Andrew thrust the ax blade deeper into the fissure of the tree. A crack, a wounded sigh from deep within sounded, and he hit again. He watched his one arm as he swung. Watched the deep lines of its muscles and he grew even as it weakened. He grew strong with each thrust. He had nothing to hide. He was complete and whole. He grunted as he worked through the fire of his hand and arm and shoulder. He would not hide or feel less than. He could take down this tree with one hand. He could do it. And he hacked harder and fiercer than before until just before dawn the tree bowed its head, cracked from its ancient depths and crashed to the ground.
*
Dawn broke. With the smell of smoke, the boys found the fallen apple tree in sparks. Andrew worked around the burning branches, pushing sticks to contain the fire. The boys broke off stray limbs and flung them into the centered heat of the fire. Through the haze, Eveline joined them, a gray wool sweater wrapped tightly around her shoulders. She watched the flames and the curling of wizened limbs and seemed to take power as all fell away into ash. When only the skeleton simmered with glowing red veins among a black charred body, Andrew went up to Eveline. “I need to go to Pittsburgh.”

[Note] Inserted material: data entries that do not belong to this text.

PR #371, opened 2023-11-30
Set clang tidy version to 10 for CI build

Levi-Armstrong:


rjoomen:
If you add this to .clang-tidy, the scoped_lock errors will be gone:
```
ExtraArgs:
  - '-std=c++17'
```

PR #391, opened 2024-03-04
Remove unneeded reserve() calls

rjoomen:
In expr_ops.hpp reserve() was called at every variable update. This causes the variable and coefficient vectors to be relocated very often, as their size is updated by a minimal amount every time . Removing the reserve() calls allows the vectors to use their normal growing behavior, improving performance.

Before:
image

After:
image


rjoomen:
I'm not sure. Do you know what size the coeff and var vectors typically are? The normal automatic vector reserve growing behavior is by a fixed factor of 1.5, so in the worst case we only use 1.5 times the amount of memory compared to the current situation.

Levi-Armstrong (approved):

rjoomen:
I just read that a shrink_to_fit can also cause a reallocation. So unless we really need the memory it's not advisable to use it.

PR #396, opened 2024-04-05
No longer rely on this repos tags to match tesseract tags for docker

marrts:
Per discussion [here](https://github.com/tesseract-robotics/tesseract_ros2/pull/97#discussion_r1553837824)

### DIFF
--- a/.github/workflows/docker.yml
+++ b/.github/workflows/docker.yml
@@ -52,12 +52,24 @@ jobs:
             type=raw,event=pr,prefix=${{ matrix.distro }}-,value=master
             type=semver,pattern={{major}}.{{minor}},prefix=${{ matrix.distro }}-
 
+      # Set TAG environment variable to specify right version of tesseract docker image to pull
+      - name: Set TAG environment variable
+        run: |
+          # Check if the current workflow run was triggered by a tag.
+          if [[ "${{ github.ref_type }}" == "tag" ]]; then
+            # If it's a tag event, set the TAG to the latest tagged version of tesseract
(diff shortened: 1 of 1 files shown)


marrts:
The plan will be to continue this forward for each subsequent tesseract repo. So tesseract planning would have the new step like this:
```yaml
 - name: Set TAG environment variable
        run: |
          # Check if the current workflow run was triggered by a tag.
          if [[ "${{ github.ref_type }}" == "tag" ]]; then
            # If it's a tag event, set the TAG to the latest tagged version of trajopt
            echo "TAG=${{ matrix.distro }}-0.7" >> $GITHUB_ENV
          else
            # If it's not a tag event (e.g., a push to a branch or a PR), set the TAG to distro-master.
            echo "TAG=${{ matrix.distro }}-master" >> $GITHUB_ENV
          fi
```

And then this would eventually address [this](https://github.com/tesseract-robotics/tesseract_qt/issues/103) issue because we can specify master and don't have to worry about primary branch names matching across repos.

Levi-Armstrong:
Since tesseract is a dependent I would prefer going forward that this have the same tag as the rest of the tesseract repos for the same reason we decided for those repos.

marrts:
> Since tesseract is a dependent I would prefer going forward that this have the same tag as the rest of the tesseract repos for the same reason we decided for those repos.

Should we also change tesseract_qt main to be master to keep consistency then? And keep main but mark it as deprecated? Then we could simplify this docker tag issue to just match tags all the way through.

Levi-Armstrong:
That is fine with me.

Levi-Armstrong:
I renamed tesseract_qt branch

PR #398, opened 2024-04-10
Fix mismatched delete/free in OSQPModel

Jack-ReframeSystems:
Previously we were calling delete on the CSC matrix pointer but its malloc'd, we should be calling "free" instead. We also don't want to free any of the subfield (using something like `csc_spfree`) since we manage the individual fields in OSQPModel vectors.

### DIFF
--- a/.run-clang-format
+++ b/.run-clang-format
@@ -1,2 +1,2 @@
 #!/bin/bash
-find . -type f -regex '.*\.\(cpp\|hpp\|cc\|cxx\|h\|hxx\)' -exec clang-format-8 -style=file -i {} \;
+find . -type f -regex '.*\.\(cpp\|hpp\|cc\|cxx\|h\|hxx\)' -exec clang-format -style=file -i {} \;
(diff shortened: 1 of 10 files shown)


Levi-Armstrong (changes requested):
LGTM, Could can you run clang format? There is a script .run-clang-format that you may run.

Jack-ReframeSystems:
> LGTM, Could can you run clang format? There is a script .run-clang-format that you may run.

Do you mind if I change the clang format script to use a newer version of clang? Its using clang 8 at the moment but I can't get that on Ubuntu Jammy, I would like to change it to use the clang default version on the system. 

I'll update the PR with this and you can let me know if you have concerns with this.

.run-clang-format
```diff
@@ -1,2 +1,2 @@
 #!/bin/bash
-find . -type f -regex '.*\.\(cpp\|hpp\|cc\|cxx\|h\|hxx\)' -exec clang-format-8 -style=file -i {} \;
```
Levi-Armstrong, line 2: Just for consistency please revert change.

Levi-Armstrong:
replaced by #399

rjoomen:
Good catch!

PR #401, opened 2024-04-29
Copy IFOPT code locally to allow customization and add nodes variable set

Levi-Armstrong:


rjoomen:
Wouldn't a custom `tesseract-robotics` Ifopt fork be better? Adding it all to Trajopt inflates the code base, whereas having it in a separate project also helps with code separation etc.

PR #411, opened 2024-07-12
Trajopt clang-tidy clean-up

rjoomen:


Levi-Armstrong (changes requested):
The only thing I request is to use std::size_t instead of size_t.

rjoomen:
Done

Levi-Armstrong (approved):

PR #417, opened 2024-07-27
Add boost-stacktrace vcpkg package to Windows Github Action

johnwason:


Levi-Armstrong:
Windows error `fatal error C1083: Cannot open include file: 'boost/format.hpp': No such file or directory`

PR #431, opened 2024-11-30
Add trajopt_ifopt builds for Windows and MacOS

johnwason:
Thanks to @traversaro the `coin-or-ipopt` package is now available on vcpkg, allowing for `trajopt_ifopt` to build on Windows and MacOS. The builds are currently failing. I think the problem on Windows is someone is importing Windows.h which includes a lot of conflicting macros. The conflicting macros include `min()` and `max()`. We can try using `NOMINMAX` to work around this, but I think there are a few other name conflicts causing problems.


johnwason:
Superseded by #559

She nodded. Her eyes were calm, grateful, nearly at peace. He ignored his raw hand and numb arm, his hunger, the fatigue of being up all night, and walked to the Muellers’ to borrow their car. He would do it now while he had the strength. One tree was down; now he had to put to rest another standing in his way.
CHAPTER 51
Polish Hill hovered on a rise above the city, overlooking the burping, savage steel mills. The line of row houses and squat wood houses decayed in varying degrees of rot, no different from any of the other immigrant tenements inhabited by the steel and factory workers. The soot-stained buildings sagged under concave roofs, with windows of taped over broken glass and yellowed newspaper.
The restaurant owned the corner; a bleached poster for Heinz pickles hung upon the grime-covered brick. A handwritten sign in the window said simply: Pierogis. The building, perfectly square, a block with flat roof and the side closest to the chimney completely black. The smell of onions and potatoes and grease emanated from the homes, from the very sewers, but came strongest near the little eatery.